So far, we have seen shameful images of packed crematoria and dead bodies floating in the Ganga, shocking stories of suppression and distortion of Covid deaths in some cities, data on the huge death toll in select villages. But these anecdotal evidence did not allow us to project the big picture. We have also had attempts by The Economist, The New York Times and academic institutions to offer estimates of the total death toll. But these were clear under-estimates because all of them took the government’s official infection and fatality figures as their starting point.

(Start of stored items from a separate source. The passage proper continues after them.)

PR #1376, opened 2020-08-27
Upgrade devDep of react-intl to 5.0.0

JohnC-80:


zburke (approved):
Ooof the arg passed to the render-props is a hot mess, but that ain't your fault. This LGTM!

PR #1379, opened 2020-08-31
STCOM-659 provide FormattedDate, FormattedTime

zburke:
ISO-8601 is ambiguous about how timezones in timestamps should be
formatted. In short, the spec says a timezone can be formatted as an
offset like `+HHMM` or `+HH:MM`, but the W3C opted to only require
browsers to implement the latter. Unfortunately, our backend APIs chose
to implement the former.

Some browsers handle both, and for them we are grateful. Others, like
Safari, or Chrome on iOS, do not, and for them we provide
`<FormattedDate>` and `<FormattedTime>` to provide that missing colon.

So much work for two little dots, eh? Sheesh.

Refs [STCOM-659](https://issues.folio.org/browse/STCOM-659)

### DIFF
--- a/lib/FormattedDate/FormattedDate.js
+++ b/lib/FormattedDate/FormattedDate.js
@@ -1,6 +1,6 @@
 import React from 'react';
 import PropTypes from 'prop-types';
-import { FormattedDate as FT } from 'react-intl';
+import { FormattedDate as FD } from 'react-intl';
 import iso8601Timestamp from '../../util/iso8601Timestamp';
 
 /**
--- a/lib/FormattedDate/FormattedDate.js
+++ b/lib/FormattedDate/FormattedDate.js
@@ -25,7 +25,7 @@ import iso8601Timestamp from '../../util/iso8601Timestamp';
 const FormattedDate = props => {
   const { value, ...rest } = props;
   const tweakedValue = iso8601Timestamp(value);
-  return <FT value={tweakedValue} {...rest} />;
+  return <FD value={tweakedValue} {...rest} />;
 };
 
 FormattedDate.propTypes = {
--- a/lib/FormattedDate/FormattedDate.js
+++ b/lib/FormattedDate/FormattedDate.js
@@ -1,4 +1,5 @@
 import React from 'react';
+import PropTypes from 'prop-types';
 import { FormattedDate as FT } from 'react-intl';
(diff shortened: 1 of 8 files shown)


lib/FormattedDate/FormattedDate.js
```diff
@@ -0,0 +1,35 @@
+import React from 'react';
+import PropTypes from 'prop-types';
+import { FormattedDate as FT } from 'react-intl';
```
JohnC-80, line 3:
```suggestion
import { FormattedDate as FD } from 'react-intl';
```

lib/FormattedDate/FormattedDate.js
```diff
@@ -0,0 +1,35 @@
...
+ * It turns out that Chrome will usually handle timestamp strings without the
+ * colon, but not on iOS. Ditto for Firefox. Safari always chokes on them.
+ *
+ * @see https://en.wikipedia.org/wiki/ISO_8601#Time_offsets_from_UTC
+ * @see https://www.w3.org/TR/NOTE-datetime
+ */
+const FormattedDate = props => {
+  const { value, ...rest } = props;
+  const tweakedValue = iso8601Timestamp(value);
+  return <FT value={tweakedValue} {...rest} />;
```
JohnC-80, line 28:
```suggestion
  return <FD value={tweakedValue} {...rest} />;
```

zburke:
In d5abd0f, swapping out `-` for `/` makes sense because it's probably just creating a string to pass to `new Date()`, i.e. you're at the mercy of the [browser's `Date.parse(:string:)` impl](https://developer.mozilla.org/en-US/docs/Web/JavaScript/Reference/Global_Objects/Date/parse). Many browsers choose to accept `m/dd/yyyy` even though it's not part of the ISO-8601 standard but because it's the US convention and, as we all know, the universe revolves around the US. But of course there is some variation in exactly what formats different browsers choose to handle, which is exactly the issue here (except WRT how timezone offsets are expressed, rather than how date-part separators are expressed). 

IOW, I don't think `-` vs `/` is relevant here, unless you think we should get into more robust prop checking in the util function. Given this is mainly expected to handle date strings retrieved from the backend which we expect to be consistently formatted, I was aiming for speed (simple parsing based on length and the position of `+`) over robustness (some big regex). What do you think?

PR #1387, opened 2020-09-03
Datepicker: delay/cancel blur events

JohnC-80:
A few have reported issues with Redux-form/ RFF validation on Datepicker. The new behavior of Datepicker moves focus to the calendar widget when it is summoned. This can cause R-F's `onBlur` handler to trigger unwantedly, causing premature validations and potentially messing up the state of Redux-form.
This PR saves an onBlur trigger for once focus leaves the entire control (setTimeout instanciated on blur, canceled if focus happens within the component)

### DIFF
--- a/lib/Datepicker/Calendar.js
+++ b/lib/Datepicker/Calendar.js
@@ -85,6 +85,7 @@ const propTypes = {
   intl: PropTypes.object,
   locale: PropTypes.string,
   onBlur: PropTypes.func,
+  onFocus: PropTypes.func,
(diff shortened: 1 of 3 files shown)


aliaksei-chumakou (approved):
To me it's hard to review this solution and to say what could go wrong, because the whole component looks pretty complicated and trying to fulfill 2 form engines (redux and finalForm)
So I approve to not hold on potential issues for datepickers with redux-form across FOLIO

PR #1707, opened 2022-01-21
STCOM-850 Standalone Calendar

JohnC-80:
Calendar needed a couple of pushes to help it be better suited for a potential variety of use cases.


zburke (approved):
readme ... stories ... swoon!

PR #1709, opened 2022-01-25
STCOM-923 Add the ability to hide the number of pages and leave the buttons not disabled

vashjs:
**Purpose:**

For tasks 
https://issues.folio.org/browse/UIIN-1890
https://issues.folio.org/browse/UIIN-1897

we need to be able to navigate not by offsets + indexes, but by making a new request to the server, while the next and prev buttons should be active. Also we should  add the ability to hide the the label with number of pages and propagate the direction to parent component.


lib/MultiColumnList/MCLRenderer.js
```diff
@@ -519,7 +521,7 @@ class MCLRenderer extends React.Component {
       } else {
         newState.firstIndex = parseInt(Object.keys(contentData)[0], 10) || 0;
       }
-    } else if (pagingType === 'click' || pagingType === 'prev-next') {
+    } else if (pagingType === pagingTypes.LOAD_MORE || pagingType === pagingTypes.SCROLL) {
```
JohnC-80, line 524:
```suggestion
    } else if (pagingType === pagingTypes.LOAD_MORE || pagingType === pagingTypes.PREV_NEXT) {
```

JohnC-80 (changes requested):

lib/MultiColumnList/MCLRenderer.js
vashjs: Thanks, my bad

UladzislauKutarkin (approved):

JohnC-80 (approved):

Rukmini’s data-expose takes us beyond these limitations. First of all, the data set is big and covers the entire states of Andhra Pradesh and Madhya Pradesh. Besides, it allows us to pursue the right approach. Instead of wasting time on meaningless official statistics on the number of persons infected, cured, or dead from Covid, this approach focuses on the number of “excess deaths”. The simple question is: how many excess deaths, over and above the normal number, have we seen during this period? Not all of these “excess” deaths may be due to Covid. As we know, burden on hospitals and shortage of oxygen has caused some additional deaths unrelated to Covid. Yet, it is reasonable to interpret the spike in deaths as caused by the pandemic.

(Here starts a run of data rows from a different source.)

PR #1719, opened 2022-02-08
STCOM-929 NavListSection should accept a tag prop

zburke:
In the scope of fixing some a11y issues in [UIU-2037](https://issues.folio.org/browse/UIU-2037), we need to replace a `<div>` for General, Fee/Fine, Patron blocks with an `<h3>`. So, in NavListSection I added tag prop to Headline component. 

Ref: https://issues.folio.org/browse/UIU-2037
Ref: https://issues.folio.org/browse/STCOM-929

Replaces #1716


zburke:
Merged #1716 instead. SonarCloud will not scan a fork, but pushing the forked branch as a local branch and creating a PR from it allows the same scan to validate both branches, allowing the original PR to be merged and this one to be closed.

PR #1721, opened 2022-02-09
STCOM-927 Perform proportional resize on panes with percentage-based widths

JohnC-80:
### Problem
Pane widths using a percentage were not proportionally resized, which would leave them mis-matched if they were in a set with a pixel-based value. Ending panes would end up cut off or falling short (leaving a white space between the pane and the edge of the window)
See https://issues.folio.org/browse/STCOM-927 for the previous case...

### Approach
If the layout cache uses a percentage-based width, parse the value and perform calculations to increase or decrease the number based on the relative size of the container.

### DIFF
--- a/lib/Paneset/Paneset.js
+++ b/lib/Paneset/Paneset.js
@@ -19,6 +19,9 @@ function getNewPanewidthObject(key, CSSvalue, proportionalChange) {
   let newWidth = CSSvalue;
   switch (unit) {
     case 'percent':
+      newWidth = parseFloat(CSSvalue, 10) * proportionalChange;
+      newWidth = `${newWidth}%`;
+      break;
     case 'vw': break;
     case 'px':
       newWidth = Math.ceil(parseInt(CSSvalue, 10) * proportionalChange);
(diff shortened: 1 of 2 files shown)


lib/Paneset/Paneset.js
```diff
@@ -19,6 +19,9 @@ function getNewPanewidthObject(key, CSSvalue, proportionalChange) {
   let newWidth = CSSvalue;
   switch (unit) {
     case 'percent':
+      newWidth = parseFloat(CSSvalue, 10) * proportionalChange;
+      newWidth = `${newWidth}%`;
+      break;
```
zburke, line 24: The other cases get rounded up to a whole integer by `Math.ceil`, and `percent` _used_ to when its case fell through along with `vw` and `px`. How come it doesn't apply now?

JohnC-80: rem and em all amount to exact `px` values in the end .. and browsers (at the time, anyways) would treat these decimals differently - some round up, some don't... with percentage-based values even the rounded numbers could amount to decimals at the pixel level... - this is probably why I just avoided calculating with them previously...

PR #1722, opened 2022-02-11
Converted MetaSection to new interactors

ryandberger:
- Also updated MetaSection.test
- This will also be used by `StripesSmartComponents` `ViewMetaData-test`


zburke (approved):

ryandberger:
Will hold off on merging for now since a number of `stripes-smart-components` tests directly reference `MetaSectionInteractor`, so will need to update those calls and merge lock-step with this PR.

JohnC-80:
This interactor should probably be in stripes-testing. If this one is replaced it may break existing tests that use the old interactor.

JohnC-80 (changes requested):
See my last comment... Another repo added to a multi-repo PR, I know..

ryandberger:
> This interactor should probably be in stripes-testing. If this one is replaced it may break existing tests that use the old interactor.

Makes sense. Will do that!

ryandberger:
> > This interactor should probably be in stripes-testing. If this one is replaced it may break existing tests that use the old interactor.
> 
> Makes sense. Will do that!

See: https://github.com/folio-org/stripes-testing/pull/232

zburke:
@ryandberger , what's the status with this PR? It looks like there was a conversation about leaving the existing interactor alone and updating tests to import a new one from stripes-testing. We did create the new interactor in folio-org/stripes-testing/pull/232, but maybe we didn't finish reverting the interactor here. 

Should this be closed or update?

JohnC-80 (approved):

ryandberger:
> use update interactor from stripes-testing

@JohnC-80, made the update to use the metasection interactor from stripes-testing, so I will plan to merge now that this has been cleaned up.

PR #1724, opened 2022-02-16
STCOM-931 prevent onMount from passing to DOM element

JohnC-80:
This is showing up in settings:
image

The `onMount` prop just needs to be filtered out before passing props to internally rendered HTML elements.


MikeTaylor (approved):
Brilliant! Thanks, @JohnC-80.

PR #1725, opened 2022-02-16
STCOM-932 Check for stable id's before caching pane sizes

JohnC-80:
### Problem

Paneset layout caching is used by panesets to keep track of pane sizes between transitions/changes in the sizes of the panes. This eases the transition between views by retaining the widths that the user had previously set.
the smart component 'PersistedPaneset' pushes the paneset cache up to the browser's local storage, so the user-applied resizing can be applied the next time they log in to FOLIO, or return to an app.

Panes cache their widths based on their id. If an id isn't provided as a prop, one will be generated. A generated id will not be repeated the next time that the pane is rendered, so it will be found as unique and added to the list of caches as-if it were a different paneset.

This can cause the local storage cache to grow every time a Pane is initially rendered.

### Approach
Check to see if current panes have any generated id's before caching widths.

### DIFF
--- a/lib/Pane/Pane.js
+++ b/lib/Pane/Pane.js
@@ -94,13 +94,16 @@ class Pane extends React.Component {
   }
 
   componentDidMount() {
-    const { transition, defaultWidth, paneset, resizer, paneTitleRef, onMount } = this.props;
+    const { transition, defaultWidth, paneset, resizer, paneTitleRef, onMount, id } = this.props;
     const paneObject = {
       transition,
       setStyle: this.setStyle,
       isThisMounted: this.isThisMounted,
       defaultWidth,
       id: this.id,
+      // whether or not the pane had to generate its id.
+      // This is used to detarmine whether the size of the panes should be cached.
+      generatedId: !id,
       getRef: this.getRef,
     };
     if (paneset) {
--- a/lib/Pane/Pane.js
+++ b/lib/Pane/Pane.js
@@ -102,8 +102,8 @@ class Pane extends React.Component {
       defaultWidth,
       id: this.id,
       // whether or not the pane had to generate its id.
-      // This is used to detarmine whether the size of the panes should be cached.
-      generatedId: !id,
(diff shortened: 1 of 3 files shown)


lib/Pane/Pane.js
```diff
@@ -94,13 +94,16 @@ class Pane extends React.Component {
...
-    const { transition, defaultWidth, paneset, resizer, paneTitleRef, onMount } = this.props;
+    const { transition, defaultWidth, paneset, resizer, paneTitleRef, onMount, id } = this.props;
     const paneObject = {
       transition,
       setStyle: this.setStyle,
       isThisMounted: this.isThisMounted,
       defaultWidth,
       id: this.id,
+      // whether or not the pane had to generate its id.
+      // This is used to detarmine whether the size of the panes should be cached.
```
zburke, line 105: pedantic: determine

lib/Pane/Pane.js
```diff
@@ -94,13 +94,16 @@ class Pane extends React.Component {
...
+      generatedId: !id,
```
zburke, line 106: Boolean values that start with `is` are really nice, e.g. `isGeneratedId = !id` or `isStaticId = !!id`. Then you can write conditionals like `if (foo.isAttribute)` instead of `if (foo.attribute === false)` and not worry that you're losing any meaning, e.g. "do I have to compare against false and null and undefined?"

zburke (approved):
Thanks for the code comments explaining what this code does and why. They made this really easy to grok. I left a few style comments which you can take or leave.

lib/Pane/Pane.js
JohnC-80: hmm... how about `hasGeneratedId`?
 -- `is*` for some reason, always sounds like a function you'd call to determine something's status.

JohnC-80:
Thanks for the suggestions. I need to write more comments... I find myself wondering what I was thinking too often nowatimes.

PR #1727, opened 2022-02-22
STCOM-935 Add aria label for `<MultiSelectFilterField>` component

OleksandrHladchenko1:
In scope of UIU-1686 it is necessary to add `aria-label` for `<MultiSelectFilterField>` component.
* multiselect-5-input (in tags multiselect)
* owner-service-point-input (in settings > fee/fine > owners > new)

Refs: https://issues.folio.org/browse/UIU-1686

### DIFF
--- a/lib/MultiSelection/MultiSelectFilterField.js
+++ b/lib/MultiSelection/MultiSelectFilterField.js
@@ -65,6 +65,7 @@ class MultiSelectFilterField extends React.Component {
       <input
         {...getInputProps({
           'aria-labelledby': rest['aria-labelledby'] || ariaLabelledBy,
+          'aria-label': `input-${ariaLabelledBy}`,
           'type': 'text',
           'ref': inputRef,
           'onKeyDown': this.handleInputKeyDown,


zburke (commented):
Typically, a DOM element has either an `aria-labelledby` or `aria-label` attribute rather than both, though the former takes precedent. Do you understand why the `aria-labelledby` isn't providing a useful reference here? i.e. are props missing or incorrectly configured? Or is this an Axe glitch? 

If you're confident providing both attributes is correct, that's fine, but please include an explanation about why since it is unusual.

OleksandrHladchenko1:
> Typically, a DOM element has either an `aria-labelledby` or `aria-label` attribute rather than both, though the former takes precedent. Do you understand why the `aria-labelledby` isn't providing a useful reference here? i.e. are props missing or incorrectly configured? Or is this an Axe glitch?
> 
> If you're confident providing both attributes is correct, that's fine, but please include an explanation about why since it is unusual.

Hi, @zburke!  `aria-labelledby` prop equals **undefined** in the second scenario, as the result `aria-labelledby` attribute is not shown in DOM element. And Axe requires to have label for form element, that's why I use `aria-label` attribute with `aria-labelledby`

zburke (approved):

zburke (commented):
`aria-labelledby` is a reference to an attribute, not intended to be a human-readable string. Is using it here in `aria-label` appropriate, or should there be a new prop as the primary source that falls back on `input-${ariaLabelledBy}`?

PR #1729, opened 2022-02-23
STCOM-936 NoValue component doesn't have role

NikitaSedyx:
purpose: https://issues.folio.org/browse/STCOM-936
axe reports many issues when NoValue component is displayed

### DIFF
--- a/lib/NoValue/NoValue.js
+++ b/lib/NoValue/NoValue.js
@@ -13,13 +13,17 @@ function NoValue({ ariaLabel = null }) {
   return (
     <FormattedMessage id="stripes-components.noValue.noValueSet">
       {([message]) => (
-        <span
-          role="textbox"
-          aria-label={ariaLabel || message}
-          data-test-no-value
-        >
-          {'-'}
-        </span>
+        <>
+          <span className="sr-only">
+            {ariaLabel || message}
+          </span>
+          <span
+            aria-hidden
+            data-test-no-value
+          >
+            {'-'}
+          </span>
+        </>
       )}
     </FormattedMessage>
   );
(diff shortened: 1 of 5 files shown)


AndreiShumski2 (approved):

usavkov-epam (approved):

lib/NoValue/NoValue.js
```diff
@@ -14,6 +14,7 @@ function NoValue({ ariaLabel = null }) {
     <FormattedMessage id="stripes-components.noValue.noValueSet">
       {([message]) => (
         <span
+          role="textbox"
           aria-label={ariaLabel || message}
```
JohnC-80, line 18: This error probably occurs due to the aria-label on an otherwise non-interactable element. 
I think we could remove this `ariaLabel` attribute, and instead, render a span with an `sr-only` class (a globally available CSS class.) This would be better than applying a textbox role to something that isn't a textbox.

JohnC-80 (changes requested):

lib/NoValue/NoValue.js
NikitaSedyx: yep, it's because of ariaLabel, not sure I got what `sr-only` class is, but I'll try

as for now ariaLabel looks reasonable to me to tell what `-` means in key values

JohnC-80: Thanks. You don't have to import any CSS or anything... just mark up as `<span className="sr-only">{message || ariaLabel}</span>` . You can think of roles as a promise to assistive technology that the element behaves in a certain way, so telling it that a span is a `textbox` isn't the best way, although it does resolve the axe error. Aria-labels require focus in order to be announced, which requires tabindex and more axe and probably more axe errors since it's only a span and not something that's interactive/with an interactive role.

NikitaSedyx: @JohnC-80 got it, thank you!

yep, this makes more sense, applied changes with sr class and aria-hidden, please review one more time

JohnC-80 (approved):
Awesome. Thank You @NikitaSedyx .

Most importantly, this information is from the most authentic data set, the government’s official register of births and deaths or the CRS. The data set is not perfect. Many deaths are reported after a month or even after a year. And in many states, a significant number of deaths are never reported and recorded in the CRS. But fortunately, we have good official estimates of how big this error is in each state, thanks to the Sample Registration System (SRS), another official arm of India’s robust statistical system. We know that while AP records 100 per cent of its deaths in CRS, the figure is just 78.8 per cent in MP. We can adjust for these deficits in the data.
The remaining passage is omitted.